Glenn Reynolds pointed out an interesting discussion over at Heretical Ideas: are Asimov’s Three Laws of Robotics moral?

I started off writing a comment of my own but it rapidly grew to the point at which it really ‘wanted’ to be a Samizdata article in its own right. I feel I have some standing to speak on this topic because I actually have the creds. In short, Dr. Herbert Simon, the father of AI, was my grad school mentor and I’ve worked for the CMU Robotics Institute as a member of the research staff.
I think you have to explore the reasons for building sentient ‘robots’ in the first place. In the time frame of RUR, Campbell and Asimov, it was an industrial world. Thousands, even tens of thousands of human workers crawled through the bowels of miles long steel mills and their like. In that environment the concept of a legged, sentient but not too smart worker-bot seemed quite reasonable.

Things have changed. We already have the robots of that earlier day. We redesigned the entire manufacturing process around them. It turned out they didn’t need much in the way of intelligence to carry out their production line jobs. The “dark satanic mills” are pretty much gone, as are the armies of semi-expendable labourers.

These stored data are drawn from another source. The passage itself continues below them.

PR #564, opened 2026-07-11
feat(dycore): pySES CAM-SE backend + CAM frontal GW port + Hydra integration (combines #568)

duncanwp:
Adds the pySES CAM-SE spectral-element dynamical core as a first-class, registered `DynamicalCore` backend (`"pyses_cam_se"`), completing the dycore-protocol skeleton with a second production backend alongside dinosaur. Built from the pyses developer's PG2 coupling prototype, implemented as library code with tests throughout.

## What's here

- **`jcm/dycore/pyses/`** — full protocol implementation over `pyses==0.1.3a2` (optional dep: `pip install jcm[pyses]`):
  - forced step via `run_dycore.advance_coupling_step` (`lump_all` coupling, RK3-5STAGE, tensor hyperviscosity, configurable `nu_top` Laplacian upper sponge, Zerroukat vertical remap); moisture enters as `dr/dt = (dq/dt)/(1−q)²` on the dry-mixing-ratio core; arbitrary `tracer_specs` ride as passive SE tracers;
  - **pg2 physics grid from pyses itself** (Hannah et al. 2021 `gll_to_fv`/`fv_to_gll`; FV→GLL→FV round trip exact to 1e-10 in tests) with DSS via `project_scalar`; physics runs float32 on a `(1, ncol)` layout so `ComposablePhysics(vectorize_columns=True)` works unchanged; dynamics stays float64;
  - full 47-level finite-top ECHAM hybrid (~1 Pa top), USSA-1976 resting IC over real interpolated orography, `build_terrain`/`build_forcing` from the bundled T63 data, `to_xarray` bin-average regrid to lat/lon with hybrid level coordinates.
- **Physics-side enablers** (no behaviour change for dinosaur runs):
  - `jcm.physics.coords_util.column_lat_lon`: solar-zenith/MACv2-SP coordinate caching now supports scattered-column grids (bit-identical legacy meshgrid on separable grids — tested);
  - float32 physics under `jax_enable_x64`: radiation + Tiedtke `lax.cond` branches pinned to carry/state dtypes, a working-dtype invariant at the `ComposablePhysics` seam, and `Model` casting its carry template to an optional `dycore.physics_dtype` — verified by a coupled `Model` smoke in the production f32/f64 split.
- **`tools/run_pyses_climatology.py`** — chunked long-run driver (netCDF + checkpoint per chunk, NaN abort gate, runtime + GPU-memory accounting) for the ne30L47 climatology campaign.

## Tests
`jcm/dycore` 43+ passed (protocol conformance, pg2 identities, USSA/L47/interp helpers, real-geography terrain, sponge config, f64 & f32 coupled Model smokes); broad fast suite **1348 passed**; ruff clean. Design record: `docs/source/design/pyses_cam_se_dycore.md` (includes ne30 open items: element- vs column-axis sharding, offline forcing regrid, sponge tuning).


tools/run_pyses_climatology.py
```diff
@@ -0,0 +1,177 @@
...
+    while day_done < args.days - 1e-6:
+        chunk = min(args.chunk_days, args.days - day_done)
+        t_chunk = time.time()
+        preds = model.resume(
+            forcing=forcing,
+            save_interval=args.save_interval,
+            total_time=chunk,
+            output_averages=True,
+        )
+        ds = preds.to_xarray()
```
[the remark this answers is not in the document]
duncanwp: Right diagnosis — this bit us live on the first driver smoke and is fixed in 0081fca (pushed before the climatology runs started): `ModelPredictions` now takes the dycore and delegates `to_xarray` to it whenever `coords.horizontal` has no `modal_axes`, so the generic dinosaur serializer only runs for modal grids. The ne30 runs' chunk netCDFs are being written through the delegated `PysesCamSEDycore.to_xarray` (bin-average regrid) — verified by opening the day10/day20 chunk files from the first campaign attempt.

duncanwp:
This PR now **combines #568** (the CAM frontal spectral GW port + the `physics_fields` dycore contract — merged into this branch at d00500b/afa2c85 with the pySES frontogenesis provider added on top) and additionally carries, per review:

- **Hydra integration** (ad6c382): `dycore` config group with the production-validated `dycore/pyses_ne30l47.yaml` (every stability setting annotated with its rationale from the ne30 campaign), `run/pyses_year.yaml`, and `runners` dispatch — a production year is now `python -m jcm.main dycore=pyses_ne30l47 physics=echam-rrtmgp-2m run=pyses_year`. The bespoke campaign driver and launcher are **deleted**; CLAUDE.md now mandates Hydra-first, no bespoke run scripts.
- `run_chunked` hardening from the campaign's lessons: health-gate **before** checkpoint write, `.prev` rotation, periodic checkpoint archives (`run.archive_ckpt_every`).
- JAM aerosol forcing files on the pySES column path fail loudly (NotImplementedError) instead of running silently aerosol-dark.

Reviewer note: `gw_scheme` defaults to `hines`; the frontal scheme ships dormant (correct + tested in isolation; its thin-lid dynamical interaction is an open research item documented in the design doc).

jcm/dycore/pyses/forcing.py
```diff
@@ -0,0 +1,123 @@
...
+_TIME_FIELDS = {
+    "sst": "sea_surface_temperature",
+    "icec": "sice_am",
+    "stl": "stl_am",
+    "soilw_am": "soilw_am",
+    "snowc": "snowc_am",
+}
+
+
+def build_forcing(forcing_file: str, dycore, *, validate: bool = True) -> ForcingData:
```
duncanwp, line 42: Why can't this just call the original build_forcing method then do the grid to points? Would save a whole module. Possible Refactoring target

jcm/initial_states/ussa1976.py
duncanwp, line 1: Why does this live in pyses? Let's create a module / folder of initial state helpers since we have a few now

jcm/physics/echam/echam_terms.py
```diff
@@ -103,6 +104,15 @@ def echam_physics(
...
         hines: Override for non-orographic GW ``HinesParameters``.
         sso: Override for sub-grid-scale orography ``SSOParameters``.
+        gw_scheme: Non-orographic gravity-wave scheme: ``"hines"`` (ECHAM's
+            Doppler-spread scheme, the default), ``"frontal"`` (CAM's
+            frontogenesis-triggered spectral scheme — requires a
+            frontogenesis provider, e.g.
+            ``DinosaurDycore(compute_frontogenesis=True)``), or ``"none"``.
+            The two schemes fill the same role (mid-atmosphere momentum
+            deposition from non-orographic waves), so they are exclusive
+            alternatives — running both would double-count the drag
```
duncanwp: This comment contradicts the implementation which allows a 'both' option

jcm/physics/physics_term.py
```diff
@@ -76,6 +76,13 @@ class PhysicsTerm(nnx.Module):
     category: ClassVar[str] = ""
     requires: ClassVar[tuple[str, ...]] = ()
     provides: ClassVar[tuple[str, ...]] = ()
+    # Diagnostic fields this term needs the DYCORE (or an upstream term)
+    # to supply each step — e.g. the frontogenesis function, a
+    # horizontal-gradient quantity only the dynamical core can compute
+    # faithfully. Model validates at construction that each named field
+    # is covered by DynamicalCore.physics_field_names() or an upstream
+    # term's ``provides``.
+    requires_dycore_fields: ClassVar[tuple[str, ...]] = ()
```
duncanwp, line 95: Please go through each term and check that the requires that it needs are actually listed - I suspect they're not. I guess almost all of them need e.g. specific_humidity, so maybe factor that out somehow

jcm/dycore/pyses/forcing.py
duncanwp: Agreed it's a good refactor target. Half is already true: the JAM leaves go through the shared jcm.forcing readers + one bilinear column sampler. The met half re-implements the monthly stacking because the spectral loader validates an exact Gaussian-grid match and its leaves come back grid-shaped — but a generic 'load with the standard reader, tree-map every leaf through _leaf_to_columns' would collapse most of the module. Since #575 rewrites this file substantially (JAM + ozone attachments), I'd do the refactor there after this merges rather than churn both. Tracking it in the #575 description.

jcm/initial_states/ussa1976.py
duncanwp: Done in 009fb89: new jcm/initial_states package; USSA-1976 moved there (it is dycore-agnostic) with imports retargeted. The JW/balanced-isothermal injectors stayed in runners since they mutate a built Model — happy to migrate their pure profile math too if you want them usable standalone.

jcm/physics/echam/echam_terms.py
duncanwp: Fixed in 009fb89 — the docstring now lists 'both' (Hines background + frontal deposition, with the retune caveat) instead of calling the schemes exclusive.

jcm/physics/physics_term.py
duncanwp: Audited every term with an AST pass in 009fb89: one apparent violation (Lohmann2M's tke read) turned out to be membership-guarded, so all terms are compliant — but the convention was implicit, so it's now documented on PhysicsTerm.requires and permanently enforced by jcm/physics/requires_audit_test.py (unconditional reads must be declared; optional ones via .get or an 'in diagnostics' guard). On specific_humidity etc.: prognostics arrive on PhysicsState, not diagnostics, so they never need declaring — also now stated in the convention.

Production doesn’t require much intelligence at the business end now, and if we develop molecular manufacturing the factory as we know it changes rather drastically yet again. The work becomes repetitive production line work (or auto-catalysis) at a scale far beneath that of human-scale legged robots. There will be “just enough” intelligence built into processes to do the job and no more.

A bit more generous ‘smarts’ will be required for robotic personal transport. Researchers have been coming along reasonably well on that task over the last few decades. We’re a long way forward from a mobile teacart wheeling down the halls of Wein or ALVAN driving up Flagstaff Hill at 2mph. You don’t need a Shakespeare to drive down a road and avoid collisions. Some rather lowly animals manage to do this despite having only a handful of neurons to focus on the job.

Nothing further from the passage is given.